Based on the subunit masses given in Table 10.2 and the number of subunits comprising each oligomeric state of KLH provided by the description above (with “deca” -“δέκα”- meaning “ten”), I calculated the mass for the four different oligomers as presented below.

• 7FU decamer: 340kDax10 = 3,400kDa = 3.40MDa, so the peak at 3.40MDa highlighted in Figure 10.8 with a black arrow.
• 8FU didecamer: 400kDax20 = 8,000kDa = 8.00MDa. The peak closest to this result is the one at 8.33MDa (denoted in Figure 10.8 with a red arrow), which, however, displays a discrepancy of ~330kDa. I could not find anything about this variation in the available literature, so my current hypothesis is that these 330kDa could be attributed to a petidic linker-like feature joining the two decamers together.
• 8FU 3-decamer: 400kDax30 = 12,000kDa = 12.00MDa. Once again, the closest peak closest to this mass is not exactly at the result calculated, but at 12.67MDa (as denoted in Figure 10.8 with a purple arrow). A substantial discrepancy between the theoretically calculated and the experimentally measured mass of the oligomer is observed here as well, albeit doubled (2x330kDa = ~670kDa) in this case. This phenomenon further supports the hypothesis analyzed above, that the additional mass corresponds to a peptide linker contributing to the association of individual decamers, as, for the addition of a third decamer towards the formation of the KLH tridecamer, another linker module, therefore another ~330kDa, would be required.
• 8FU 4-decamer: 400kDax40 = 16,000kDa = 16.00MDa. Based on the linker-related hypothesis described previously, a KLH 8FU tetramer would need three linker units to be assembled, so 16.00MDa combined with an additional 3x330kDa = ~1MDa, and therefore would have a mass of approximately 17MDa. Surprisingly, there are no visible peaks at 16 - 17MDa in the CDMS data in Figure 10.8, but a measurement of very low signal (signified with a green arrow in Figure 10.8). This area could be interpreted as the detected 8FU 4-decamer of KLH, with one possible explanation for the very low intensity of the signal being that the more decameric modules a multi-decamer KLH complex contains the more unstable it is. This molecular instability renders the multi-protein complex more vulnerable to the preparation conditions before the actual MS detection. Taking this into consideration, the more vulnerable a protein complex is the fewer the intact molecules that reach the detector, hence the low signal in Figure 10.8.
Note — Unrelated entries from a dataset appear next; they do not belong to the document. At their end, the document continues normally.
PR #13693, opened 2016-10-11
Correct the unicode codes used for tree printing

mrobinson:
---

- [x] `./mach build -d` does not report any errors
- [x] `./mach test-tidy` does not report any errors
- [ ] These changes fix #__ (github issue number if applicable).

- [ ] There are tests for these changes OR
- [x] These changes do not require tests because the tree printing code is untested and this is just a correction of a build fix.

These were converted from inline UTF-8 to escape sequences, but the
sequences should be in hexadecimal instead of decimal.

---

This change is [Reviewable](https://reviewable.io/reviews/servo/servo/13693)

PR #13649, opened 2016-10-08
Update to Rust 1.14.0-nightly (19ac57926 2016-10-08)

nox:
This change is [Reviewable](https://reviewable.io/reviews/servo/servo/13649)

PR #30458, opened 2023-10-02
Fix painting order of atomic inline stacking containers

### LINKED ISSUE #30428: Positioned elements should be painted in front of others
```html
<!DOCTYPE html>
<style>
.wrapper { display: inline-block; width: 100px; height: 100px; border: 5px solid }
</style>
<div class="wrapper">
  <div style="height: 50px; position: relative; left: 50px; background: cyan"></div>
</div>
<div class="wrapper"></div>
```

| 2020 (bad) | 2013 (good) |
| - | - |
|  |  |

See https://drafts.csswg.org/css-position-4/#paint-a-stacking-context, the back-to-front order is

 1. Positioned with negative z-index
 2. Non-positioned
 3. Positioned with `z-index: auto` or `z-index: 0`
 3. Positioned with positive `z-index: 0`

delan:
When we [add children to a stacking context](https://github.com/servo/servo/blob/d74d51190a523d20775bf448eee408935d346e8b/components/layout_2020/display_list/stacking_context.rs#L287-L294), [sort the stacking context](https://github.com/servo/servo/blob/d74d51190a523d20775bf448eee408935d346e8b/components/layout_2020/display_list/stacking_context.rs#L302-L321), and [build a display list for it](https://github.com/servo/servo/blob/d74d51190a523d20775bf448eee408935d346e8b/components/layout_2020/display_list/stacking_context.rs#L500-L559), we partition our children into fragments, float stacking containers, and all other stacking containers and stacking contexts. Then we partition the latter into those with negative ‘z-index’ and those with non-negative (or auto) ‘z-index’.

This is incorrect per [css-position-4 #painting-order](https://drafts.csswg.org/css-position-4/#painting-order) and w3c/csswg-drafts#2717. Atomic inline stacking containers should never be stolen by the parent stacking context, and they should be painted together with fragments in tree order.

This patch fixes that by:

* converting Stacking­Context­Fragment to an enum that can also represent “paint inline stacking container #i”
* pushing that new variant to the fragments vec whenever we create a new atomic inline stacking container
* splitting Stacking­Context­.stacking­_contexts into real­_stacking­_contexts­_and­_positioned­_stacking­_containers and atomic­_inline­_stacking­_containers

Figure 10.8 Mass spectrum of Keyhole Limpet Haemocyanin (KLH) acquired on the CDMS. The peaks corresponding to discrete oligomers of KLH are signified with arrows of different colors.

Waters Part V: Did I make GFP?

Please fill out Table 10.3 with the data you acquired from the lab work done at the Waters Immerse Lab in Cambridge or else the data screenshots in this document if you were unable to have lab work done at Waters.

Table 10.3 Data gathered from eGFP-related MS measurements.

The mass error from the accuracy calculation is 870ppm, which is much higher than the 30 - 50ppm threshold for proteins, therefore I cannot confidently claim that what was measured was eGFP.